Saved data entries:
PR #4212, opened 2026-02-03
Feat: necessary fixes for Stateless CNI Linux

behzad-mir:
A number of changes is made to stateless CNI to fully support SWiftV2 in Linux:

1.  For Stateless CNI, the EndpointID should include ifName when the NicType is Delegated. This ensures it can be distinguished from the InfraNIC endpoint. The reason for this behavior is that Stateless CNI uses only the ContainerID as the endpoint ID when saving the state file in CNS, to maintain consistency with Cilium. However, within CNI’s in-memory representation, the EndpointID must uniquely identify each NIC. As a result:
    - We always pass the ContainerID to CNS as the endpoint state key.
    - Internally, CNI uses EndpointID (which includes ifName for delegated NICs) to differentiate endpoints. 
8.  Delete flow has been revised and  NetNSPath has been added to the epinfo since it is needed by the TransparentClient for Frontend NIC. This is needed to move the secondary interface out of the pod namespace.
9.  The Transparent mode used by statefull CNI for SWiftV1 and V2 and stateless CNI should follow the same. TransparentVlan which is the original value seems to be a mistake.
10.  Async delete file creation in Stateless CNI has been moved to CNS_invoker to be consistent with Stateful CNI.
11.  The DeleteState function has been modified to only applies for Windows SwiftV2 scenario and do not affect the SWifv2 Linux since the delete flow is different in Linux and Windows.

For validating the scenario ADD/Delete calls have been issues on SwiftV2 cluster and and logs and satefile has been analyzed to make sure it is consistent with Stateful CNI and also nothing gets leaked. 

**Requirements**:

- [ ] includes documentation
- [ ] adds unit tests

**Notes**:

### DIFF
--- a/cni/network/network.go
+++ b/cni/network/network.go
@@ -18,7 +18,6 @@ import (
 	"github.com/Azure/azure-container-networking/cni/util"
 	"github.com/Azure/azure-container-networking/cns"
 	cnscli "github.com/Azure/azure-container-networking/cns/client"
-	"github.com/Azure/azure-container-networking/cns/fsnotify"
 	"github.com/Azure/azure-container-networking/common"
 	"github.com/Azure/azure-container-networking/dhcp"
 	"github.com/Azure/azure-container-networking/iptables"
@@ -719,7 +718,7 @@ func (plugin *NetPlugin) createEpInfo(opt *createEpInfoOpt) (*network.EndpointIn
 		*opt.infraSeen = true
 	} else {
 		ifName = "eth" + strconv.Itoa(opt.endpointIndex)
-		endpointID = plugin.nm.GetEndpointID(opt.args.ContainerID, ifName)
+		endpointID = plugin.nm.GetEndpointIDByNicType(opt.args.ContainerID, ifName, opt.ifInfo.NICType)
 	}
 
 	endpointInfo := network.EndpointInfo{
@@ -1046,13 +1045,15 @@ func (plugin *NetPlugin) Delete(args *cniSkel.CmdArgs) error {
 	networkID, err = plugin.getNetworkID(args.Netns, nil, nwCfg)
 	if nwInfo, err = plugin.nm.GetNetworkInfo(networkID); err != nil {
 		if !nwCfg.MultiTenancy {
-			logger.Error("Failed to query network",
-				zap.String("network", networkID),
-				zap.Error(err))
 			// Log the error if the network is not found.
 			// if cni hits this, mostly state file would be missing and it can be reboot scenario where
 			// container runtime tries to delete and create pods which existed before reboot.
-			// this condition will not apply to stateless CNI since the network struct will be crated on each call
+			// this condition will not apply to stateless CNI since the network struct will be created on Delete calls
+			if !plugin.nm.IsStatelessCNIMode() {
+				logger.Error("Failed to query network",
+					zap.String("network", networkID),
+					zap.Error(err))
+			}
 			err = nil
 		}
 	}
@@ -1075,33 +1076,23 @@ func (plugin *NetPlugin) Delete(args *cniSkel.CmdArgs) error {
 	if plugin.nm.IsStatelessCNIMode() {
 		// network ID is passed in and used only for migration
 		// otherwise, in stateless, we don't need the network id for deletion
-		epInfos, err = plugin.nm.GetEndpointState(networkID, args.ContainerID)
-		// if stateless CNI fail to get the endpoint from CNS for any reason other than  Endpoint Not found
-		if err != nil {
-			// async delete should be disabled for standalone scenario
-			if errors.Is(err, network.ErrConnectionFailure) && !nwCfg.DisableAsyncDelete {
-				logger.Info("failed to connect to CNS", zap.String("containerID", args.ContainerID), zap.Error(err))
-				addErr := fsnotify.AddFile(args.ContainerID, args.ContainerID, watcherPath)
-				logger.Info("add containerid file for Asynch delete", zap.String("containerID", args.ContainerID), zap.Error(addErr))
-				if addErr != nil {
-					logger.Error("failed to add file to watcher", zap.String("containerID", args.ContainerID), zap.Error(addErr))
-					return errors.Wrap(addErr, fmt.Sprintf("failed to add file to watcher with containerID %s", args.ContainerID))
-				}
-				return nil
-			}
-			if errors.Is(err, network.ErrEndpointStateNotFound) {
-				logger.Info("Endpoint Not found", zap.String("containerID", args.ContainerID), zap.Error(err))
-				return nil
-			}
+		epInfos, err = plugin.nm.GetEndpointState(networkID, args.ContainerID, args.Netns)
+		// if stateless CNI fails to get the endpoint from CNS for any reason other than
+		// endpoint not found or connection failure, return error
+		if err != nil && !errors.Is(err, network.ErrEndpointStateNotFound) && !errors.Is(err, network.ErrConnectionFailure) {
 			logger.Error("Get Endpoint State API returned error", zap.String("containerID", args.ContainerID), zap.Error(err))
 			return plugin.RetriableError(fmt.Errorf("failed to delete endpoint: %w", err))
 		}
+		// set the error to nil if endpoint state is not found or connection failure to CNS;
+		// the next if block (len(epInfos) == 0) will handle that ip release if necessary
+		err = nil
 	} else {
 		epInfos = plugin.nm.GetEndpointInfosFromContainerID(args.ContainerID)
 	}
 
 	// for when the endpoint is not created, but the ips are already allocated (only works if single network, single infra)
-	// this block is not applied to stateless CNI
+	// this block applies to stateless CNI if either endpoint state is not found or there is a CNS connection failure
+	// if there is a connection failure to CNS, IP release will be handled asynchronously by the CNS invoker (via ipamInvoker.Delete)
 	if len(epInfos) == 0 {
 		endpointID := plugin.nm.GetEndpointID(args.ContainerID, args.IfName)
 		if !nwCfg.MultiTenancy {
--- a/network/manager.go
+++ b/network/manager.go
@@ -120,7 +120,8 @@ type NetworkManager interface {
 	SaveState(eps []*endpoint) error
 	DeleteState(epInfos []*EndpointInfo) error
 	GetEndpointInfosFromContainerID(containerID string) []*EndpointInfo
-	GetEndpointState(networkID, containerID string) ([]*EndpointInfo, error)
+	GetEndpointState(networkID, containerID, netns string) ([]*EndpointInfo, error)
+	GetEndpointIDByNicType(containerID, ifName string, nicType cns.NICType) string
 }
 
 // Creates a new network manager.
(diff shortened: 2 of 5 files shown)


cni/network/network.go
```diff
@@ -1075,24 +1076,9 @@ func (plugin *NetPlugin) Delete(args *cniSkel.CmdArgs) error {
...
-				}
-				return nil
-			}
-			if errors.Is(err, network.ErrEndpointStateNotFound) {
-				logger.Info("Endpoint Not found", zap.String("containerID", args.ContainerID), zap.Error(err))
-				return nil
-			}
+		epInfos, err = plugin.nm.GetEndpointState(networkID, args.ContainerID, args.Netns)
+		// if stateless CNI fail to get the endpoint from CNS for any reason other than Endpoint Not found or connection failure, return error
+		if err != nil && !errors.Is(err, network.ErrEndpointStateNotFound) && !errors.Is(err, network.ErrConnectionFailure) {
```
QxBytes, line 1082: why do we no longer have DisableAsyncDelete? As a side note: we don't have AddFile anymore because we just pass through in all cases and have cns invoker add the file? Please confirm if that is the case.

network/manager.go
```diff
@@ -768,12 +774,12 @@ func (nm *networkManager) DeleteState(epInfos []*EndpointInfo) error {
...
 
-	// For AKS stateless cni, plugin.ipamInvoker.Delete takes care of removing the state in the main Delete function.
+	// For AKS stateless cni Windows, plugin.ipamInvoker.Delete takes care of removing the state in the main Delete function.
 	// For swiftv2 stateless cni, this call will delete the endpoint state from CNS.
 	if nm.IsStatelessCNIMode() {
 		for _, epInfo := range epInfos {
-			// this cleanup happens only for standalone swiftv2 to delete endpoint state from CNS.
-			if epInfo.NICType == cns.NodeNetworkInterfaceFrontendNIC || epInfo.NICType == cns.NodeNetworkInterfaceAccelnetFrontendNIC {
+			// this cleanup happens only for standalone swiftv2 Windows to delete endpoint state from CNS.
+			if epInfo.NICType == cns.NodeNetworkInterfaceFrontendNIC || epInfo.NICType == cns.NodeNetworkInterfaceAccelnetFrontendNIC && platform.GetOSInfo() == "windows" {
```
QxBytes: so I recall you mentioned that when async delete is **disabled**, like it is in windows ASI, we can run this special block in plugin.nm.DeleteState because by that point, we will know CNS is up (otherwise it would have failed and retried much earlier in the delete call). 

Can we check in DeleteState that async delete is disabled, and if so, run the `if epInfo.NICType == cns.NodeNetworkInterfaceFrontendNIC || epInfo.NICType == cns.NodeNetworkInterfaceAccelnetFrontendNIC {... etc.` instead of checking if the os is windows? 

My understanding is that if async delete is disabled, in order to reach DeleteState, CNS must be up and Stateless is true; otherwise, it would fail when we try to get the endpoint infos since we go down the Stateless is true path.

Related: https://teams.microsoft.com/l/message/19:96023851-2aa2-4837-8647-6c24ac5799d9_e43e1ced-8231-4014-9d98-dab7031b16bd@unq.gbl.spaces/1769211669164?context=%7B%22contextType%22%3A%22chat%22%7D

network/secondary_endpoint_client_linux.go
```diff
@@ -191,7 +192,12 @@ func (client *SecondaryEndpointClient) DeleteEndpoints(ep *endpoint) error {
 			logger.Error("Failed to exit netns with", zap.Error(newErrorSecondaryEndpointClient(err)))
 		}
 	}()
-	// TODO: For stateless cni linux, check if delegated vmnic type, and if so, delete using this *endpoint* struct's ifname
+	// For stateless cni linux, check if delegated vmnic type, and if so, delete using this *endpoint* struct's ifname
+	if ep.NICType == cns.NodeNetworkInterfaceFrontendNIC {
```
QxBytes, line 196: it's not quite deleting here though? Seems more like it's moving it back to the vm namespace. Also why are you moving it back-- didn't you mention that in containerd (1.7.30)+newer AKS the NIC will move back to vm after containerd deletes netns automatically?

network/manager.go
```diff
@@ -456,18 +457,21 @@ func validateUpdateEndpointState(endpointID string, ifNameToIPInfoMap map[string
...
 	if err != nil {
+		emptyEpInfos := []*EndpointInfo{}
 		if endpointResponse.Response.ReturnCode == types.NotFound {
-			return nil, ErrEndpointStateNotFound
+			logger.Info("Endpoint Not found", zap.String("containerID", containerID), zap.Error(err))
+			return emptyEpInfos, ErrEndpointStateNotFound
 		}
 		if endpointResponse.Response.ReturnCode == types.ConnectionError {
-			return nil, ErrConnectionFailure
+			logger.Info("failed to connect to CNS", zap.String("containerID", containerID), zap.Error(err))
```
QxBytes, line 469: nit: can we capitalize logger messages and keep casing consistent "Endpoint not found"?

cni/network/network.go
QxBytes: also probably inconsequential for now but after this block it is possible for err to be not nil (it could beErrEndpointStateNotFound / ErrConnectionFailure )-- not sure if you wanted to explicitly set err = nil after checking if it's ErrEndpointStateNotFound / ErrConnectionFailure if you confirmed this isn't actually an error.

The reason I'm bringing this up is because err is actually examined by the defer statement on return so if the error you receive is expected, I would set the err to nil immediately afterward.

behzad-mir: The add file section is redundant and I simply refactored the code so that if the error is connection error or no state in CNS we will go to the .Also the Err will be set to nil before retrun nil within the next if block (len(epInfos) == 0) that will take care of asynch delete. 
I will add a err=nil eplicitly for these two errors as well for safeguarding.

network/secondary_endpoint_client_linux.go
behzad-mir: Yes, but I still wanted to do the right thing here and not rely on containerd.
CNI has brought this NIC to the netnsduring ADD and should take it out during delete

network/manager.go
behzad-mir: DeleteState is not special to Asynch delete scenario. It is designated to the SiftV2 windows since the delete is not Atomic and we have to delete the state by CNI at the end.
However in Linux scenario we do not need to call this function since CNS will always reply by state not found or an error.
As a result, we have to find a logic to prevent calling CNS in Linux swiftv2. I could have used asynch delete condition since it is right now enabled for Linux Swiftv2 and disabled for Windows. However this is not a n accurate condition. A correctc condition is checking platfrom to make sure it is only windows.

network/secondary_endpoint_client_linux.go
QxBytes: behzad to modify the comment

network/manager.go
QxBytes: behzad to mention in linux the state is cleaned up earlier when we call the cns invoker, and that the platform == windows check is for optimization-- if it had no check we would call this in swiftv2 stateless linux scenarios but it would be unecessary/redundant and incur a performance cost of 1-2 seconds

at this point the cns should be up (if the cns is down at the beginning of the call to Delete we would return no matter what at the `len(epInfos) == 0` block in `Delete`  of cni/network (whether we have async delete enabled or not) and would not need to continue to DeleteState)

cni/network/network.go
QxBytes: we don't have disable async delete check because that is covered by the len(epInfos == 0) when it calls into cns invoker and cns invoker checks the disable async delete flag

network/manager.go
```diff
@@ -768,12 +775,13 @@ func (nm *networkManager) DeleteState(epInfos []*EndpointInfo) error {
 
 	logger.Info("Deleting state")
 
-	// For AKS stateless cni, plugin.ipamInvoker.Delete takes care of removing the state in the main Delete function.
-	// For swiftv2 stateless cni, this call will delete the endpoint state from CNS.
+	// For AKS stateless cni Windows, plugin.ipamInvoker.Delete takes care of removing the state in the main Delete function.
+	// For swiftv2 stateless cni in Windows, this call will delete the endpoint state from CNS.
+	// For SwiftV2 stateless cni in Linux, plugin.ipamInvoker.Delete already deletes the endpoint state from CNS.
```
tamilmani1989, line 777: why there is difference between Linux and Windows

network/manager.go
```diff
@@ -768,12 +775,13 @@ func (nm *networkManager) DeleteState(epInfos []*EndpointInfo) error {
...
 	if nm.IsStatelessCNIMode() {
 		for _, epInfo := range epInfos {
-			// this cleanup happens only for standalone swiftv2 to delete endpoint state from CNS.
-			if epInfo.NICType == cns.NodeNetworkInterfaceFrontendNIC || epInfo.NICType == cns.NodeNetworkInterfaceAccelnetFrontendNIC {
+			// this cleanup happens only for standalone swiftv2 Windows to delete endpoint state from CNS.
+			if (epInfo.NICType == cns.NodeNetworkInterfaceFrontendNIC || epInfo.NICType == cns.NodeNetworkInterfaceAccelnetFrontendNIC) && runtime.GOOS == "windows" {
```
tamilmani1989: why special case for windows?

network/manager.go
behzad-mir: It has been addressed in the new commit

network/manager.go
```diff
@@ -766,13 +772,22 @@ func (nm *networkManager) DeleteState(epInfos []*EndpointInfo) error {
...
 	defer nm.Unlock()
 
-	logger.Info("Deleting state")
+	// For AKS stateless cni Windows, plugin.ipamInvoker.Delete takes care of removing the state in the main Delete function.
+	// For swiftv2 stateless cni in Windows, this call will delete the endpoint state from CNS.
+	// For SwiftV2 stateless cni in Linux, plugin.ipamInvoker.Delete already deletes the endpoint state from CNS.
+	if nm.IsStatelessCNIMode() {
+		for _, epInfo := range epInfos {
+			if epInfo.NICType == cns.InfraNIC {
+				// If the scanrio contains InfraNic delete it means the state has already been deleted in CNS by plugin.ipamInvoker.Delete
```
QxBytes: so this won't affect cases where we have an infra nic + delegated nic because they will supposedly be part of the same endpoint in azure-endpoints.json (stateless cni statefile located in cns), and deleting the infra will also delete all of the secondaries, right?

also can we move the 779-784 for loop inside of the if block on line 788? The if blocks are right after each other and seem to check the same conditional (keep the comment around 775).

can we also fix the comment on 781-- "scenario" and "If the scenario contains InfraNic it means the state has already been deleted..." (the "InfraNic delete" in the comment is confusing me a bit).

QxBytes: so this won't affect cases where we have an infra nic + delegated nic because they will supposedly be part of the same endpoint in azure-endpoints.json (stateless cni statefile located in cns), and deleting the infra will also delete all of the secondaries, right?

also can we move the 779-784 for loop inside of the if block on line 788? The if blocks are right after each other and seem to check the same conditional (keep the comment around 775).

can we also fix the comment on 781-- "scenario" and "If the scenario contains InfraNic it means the state has already been deleted..." (the "InfraNic delete" in the comment is confusing me a bit).

behzad-mir: done

tamilmani1989 (approved):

### EXERCISE DIRECTIONS:
Please transcribe exactly the lines above from the line that has "stateless CNI fails" up to and including the line that has "Endpoint State API"; no other line belongs in the answer.

### WORKED SOLUTION:
+		// if stateless CNI fails to get the endpoint from CNS for any reason other than
+		// endpoint not found or connection failure, return error
+		if err != nil && !errors.Is(err, network.ErrEndpointStateNotFound) && !errors.Is(err, network.ErrConnectionFailure) {
 			logger.Error("Get Endpoint State API returned error", zap.String("containerID", args.ContainerID), zap.Error(err))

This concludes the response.